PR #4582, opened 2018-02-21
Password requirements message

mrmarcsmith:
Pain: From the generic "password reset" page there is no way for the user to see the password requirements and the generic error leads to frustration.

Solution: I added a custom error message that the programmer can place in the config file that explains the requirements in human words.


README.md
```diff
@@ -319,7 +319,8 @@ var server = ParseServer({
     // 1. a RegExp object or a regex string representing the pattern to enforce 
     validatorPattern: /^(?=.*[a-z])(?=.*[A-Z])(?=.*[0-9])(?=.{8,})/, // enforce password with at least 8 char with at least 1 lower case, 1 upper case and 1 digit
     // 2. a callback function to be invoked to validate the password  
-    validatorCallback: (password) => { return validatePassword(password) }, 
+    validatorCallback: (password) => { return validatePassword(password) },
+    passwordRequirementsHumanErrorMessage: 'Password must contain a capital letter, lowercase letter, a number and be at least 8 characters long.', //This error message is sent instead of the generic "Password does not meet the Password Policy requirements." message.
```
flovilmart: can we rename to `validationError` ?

#####

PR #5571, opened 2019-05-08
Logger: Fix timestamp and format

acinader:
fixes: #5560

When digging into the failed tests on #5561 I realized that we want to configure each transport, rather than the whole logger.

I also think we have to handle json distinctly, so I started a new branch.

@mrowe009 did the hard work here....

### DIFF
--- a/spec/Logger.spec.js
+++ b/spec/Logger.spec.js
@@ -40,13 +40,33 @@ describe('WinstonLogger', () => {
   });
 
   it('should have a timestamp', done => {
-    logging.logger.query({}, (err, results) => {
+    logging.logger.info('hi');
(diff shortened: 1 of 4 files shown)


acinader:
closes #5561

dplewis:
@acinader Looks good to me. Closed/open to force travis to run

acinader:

#####

(Task description) Among the lines above, which contain the word "opened"? Copy every one.

(Answer section)
PR #4582, opened 2018-02-21
PR #5571, opened 2019-05-08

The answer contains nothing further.